FIGS. 1 through 4 respectively show a carrier or support means 1 on which a contact device 2, an actuation spring 3 and a bearing 4 are arranged. Further, the carrier 1 has a bearing axle 5 around which a catch 6 can be manually rotated against the force of a spring 7. The catch 6 bears leading rollers 8 which can be pushed onto the cover edge--not illustrated--of a transport container. The carrier 1 can be screwed onto a transport container with the assistance of two threaded bushings 9 and 10. In common with the adjacent side wall of the carrier 1, the threaded bushing 9 represents the location of the clamping of the actuation spring 3.
In the operational phase illustrated in FIG. 1, in which a cover has not been placed on the transport container and the catch 6 is not inserted into its locking position, the actuation spring 3 is completely uninfluenced and lies above the contact device 2. The bearing 4 is designed as a flat, bent bend; this band is seated in a breach 11 in a wall of the carrier 1 leading in the direction toward the catch 6. The end 4a of the bearing 4 lying against a lower arm 3a of the actuation spring 3 is pressed upwardly against a tab 12 bent out from the carrier 1, by means of the flexion of the actuation spring 3.
FIG. 2 shows that when the cover (indicated at C in FIG. 4) is placed on the transport container, the flexional curve of the actuation spring 3 proceeds, because of the pressure of the bearing 4 against the tab 12 of the carrier 1, in such manner that no actuation of the contact device 2 can occur.

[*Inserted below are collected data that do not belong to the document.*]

PR #3069, opened 2026-08-07
OAK-12341 adding cache for service lookup

pat-lego:
The use of a service cache will prevent the need to perform service tracker requests lowering the chances of a blocking permission lookup

### DIFF
--- a/oak-auth-external/src/test/java/org/apache/jackrabbit/oak/spi/security/authentication/external/impl/principal/SyncConfigTrackerConcurrencyTest.java
+++ b/oak-auth-external/src/test/java/org/apache/jackrabbit/oak/spi/security/authentication/external/impl/principal/SyncConfigTrackerConcurrencyTest.java
@@ -16,33 +16,44 @@
  */
 package org.apache.jackrabbit.oak.spi.security.authentication.external.impl.principal;
 
+import org.apache.jackrabbit.api.security.user.UserManager;
+import org.apache.jackrabbit.oak.spi.security.authentication.external.ExternalIdentityProvider;
+import org.apache.jackrabbit.oak.spi.security.authentication.external.SyncContext;
 import org.apache.jackrabbit.oak.spi.security.authentication.external.SyncHandler;
+import org.apache.jackrabbit.oak.spi.security.authentication.external.SyncedIdentity;
 import org.apache.sling.testing.mock.osgi.junit.OsgiContext;
+import org.jetbrains.annotations.NotNull;
+import org.jetbrains.annotations.Nullable;
 import org.junit.After;
 import org.junit.Before;
 import org.junit.Rule;
 import org.junit.Test;
+import org.slf4j.Logger;
+import org.slf4j.LoggerFactory;
 
+import javax.jcr.RepositoryException;
+import javax.jcr.ValueFactory;
 import java.lang.management.ManagementFactory;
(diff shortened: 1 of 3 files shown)


anchela:
hi @pat-lego , thanks a lot for the contribution. would you be able to also add one or multiple test cases that illustrates the issue? that's needed for us to merge the PR.

Amoratinos (approved):
Looks good to me 👍 

Regarding the test it helps to understand the topic but I do not see too much value to add it to the test set as it will add more delay on test execution and not sure if it could be a bit flaky depending on the environment is executed. wdyt @anchela

jsedding:
For the stacktrace shared in the JIRA ticket, I believe it would be sufficient to change the `isEnabled()` method to the following. The rationale being that `ServiceTracker.getServiceReference()` reads the cached value from a volatile field, i.e. no synchronization overhead.

```
    boolean isEnabled() {
        return getServiceReference() != null;
    }
```

Now, the question is whether we see contention with different stack traces as well.

jsedding:
Note, PR #3072 proposes the alternative fix mentioned above.

jsedding:
I have closed #3072 because it looks like we need to speed up not only the `isEnabled()` code-path, but also the retrieval of references.

@pat-lego could you consider taking e7ab1d6105fcff155ce0b88ef30d646dac649d69 from my PR over? It would speed up the unit-tests. Feel free to adjust, based on @rishabhdaim 's comments over there.

pat-lego:
@jsedding  added the test with 50 ms polling let me know if there are any other points on this if not perhaps we can move towards resolving this issue.

oak-auth-external/src/test/java/org/apache/jackrabbit/oak/spi/security/authentication/external/impl/principal/SyncConfigTrackerConcurrencyTest.java
```diff
@@ -123,51 +138,56 @@ public void concurrentGetServiceReferencesBlocksReaders() throws Exception {
...
+        assumeTrue("JVM supporting thread contention monitoring required",
+                threadMXBean.isThreadContentionMonitoringSupported());
+        threadMXBean.setThreadContentionMonitoringEnabled(true);
+
         ExecutorService pool = Executors.newFixedThreadPool(THREAD_COUNT);
-        CountDownLatch started = new CountDownLatch(THREAD_COUNT);
+        CountDownLatch allThreadsStarted = new CountDownLatch(THREAD_COUNT);
         AtomicBoolean stop = new AtomicBoolean(false);
-        List<Long> threadIds = new CopyOnWriteArrayList<>();
+        long[] threadIds = new long[THREAD_COUNT];
```
jsedding, line 163: While it is safe  to _write_ to the array from multiple threads, as long as each thread only writes to a given array index (what you are doing here), there is no guarantee that these updates are visible to other threads. I.e. the call to `threadMXBean.getThreadInfo(threadIds)` _may_ not see the thread ID written into the array (and would presumably see `null`).

See https://stackoverflow.com/a/8978397

jsedding (approved):
Looks good to me. Please check if you want to improve on the (possibly theoretical) concurrency issue I mentioned.

jsedding:
@Amoratinos could you merge this PR, please? It's security related, which is more your field. I only reviewed because it's also OSGi related.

FIG. 3 shows that the snapping-in of the catch 6 into its resting position by itself indeed displaced the counter bearing end 4a lying against the lower leg 3a of the actuation spring 3 toward the bottom of breach 11, but that this displacement is not sufficient in order to actuate the contact device 2.
A sufficient flectional stroke of the actuation spring 3 only exists when both the cover C has been placed on the transport container--symbolized by means of the illustrated arrow of force F--and the catch 6 has been inserted in its locking position. When the force F becomes effective, the elastic line of the actuation spring 3 is changed by means of the downward displacement of the contact point of the bearing end 4a against the actuation spring 3 in such manner that an actuation of the contact device 2 ensues.
FIG. 5 illustrates one of the modifications described in the section headed Summary of the Invention. Accordingly, the description in the Summary of the Invention is specifically applied to each of the illustrated embodiments and particularly to the embodiment of FIGS. 5A and 5B for the sake of explaining modifications of the preferred embodiment shown in FIGS. 1-4. By way of example, in one embodiment according to FIGS. 5A and 5B, actuation element 3-1 is designed as a bar whose one end rests against the bearing 4-1 and whose other end rests on a spring 3-2. Contact device 2-1 is arranged below the bar 3-1 and intermediate the ends thereof between the bearing 4-1 and the spring 3-2. The cover contour C influencing the bar 3-1 in the locked state of the cover is situated above the bar and acts on the end of the bar remote from the bearing 4-1. The bar 3-1 is illustrated as having a projection 3-3 pointing upward on which projection the cover C strikes during the locking movement. Thus the height of the projection is to be dimensioned in relation to the cover-produced actuation stroke of the actuation element 3-1 so that the cover alone does not yet actuate the contact device 2-1 even upon attainment of the fully closed position of the cover as indicated in dot-dash outline in FIG. 5B. A resetting spring 3-4 for bearing 4-1 is shown as a leaf spring which is clamped on the bushing 9 while leaf spring 3-2 is clamped on the bushing 10.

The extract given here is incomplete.